=== Data under study ===
= Beginning of Section =

PR #539, opened 2019-06-03
[FIX][I] #488 Adjust module comparison for multiple open projects

### LINKED ISSUE #488: Adjust IntelliJProjectImpl to use project and module name to identify objects
Once Saros/I can work with multiple projects, the basic `toString`, `equals` and `hashCode` logic of [IntelliJProjectImpl](https://github.com/saros-project/saros/blob/master/intellij/src/saros/intellij/filesystem/IntelliJProjectImpl.java) has to be adjusted to also use project characteristics in addition to the module name to uniquely identify the object.

This is necessary as, while module names are unique in a specific project context, they are not unique in the application context. One IntelliJ application can have any number of open projects that all can contain a module with the same name. ~~The combination of project name and module name should still be unique in an application context.~~
**Update:** The project name + module name combination is also not unique as IntelliJ can have any number of projects with the same name open (which all could contain a module with the same name).
Module names are still exclusive inside a project, so we only have to add another criterion to uniquely identify a project. This can, for example, be done by using the path of the project file or the project base path.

= End of Section =

Return only the stretch of the material above from the line holding "Once Saros/I can" through the line holding "the same name).", copied exactly.

Once Saros/I can work with multiple projects, the basic `toString`, `equals` and `hashCode` logic of [IntelliJProjectImpl](https://github.com/saros-project/saros/blob/master/intellij/src/saros/intellij/filesystem/IntelliJProjectImpl.java) has to be adjusted to also use project characteristics in addition to the module name to uniquely identify the object.

This is necessary as, while module names are unique in a specific project context, they are not unique in the application context. One IntelliJ application can have any number of open projects that all can contain a module with the same name. ~~The combination of project name and module name should still be unique in an application context.~~
**Update:** The project name + module name combination is also not unique as IntelliJ can have any number of projects with the same name open (which all could contain a module with the same name).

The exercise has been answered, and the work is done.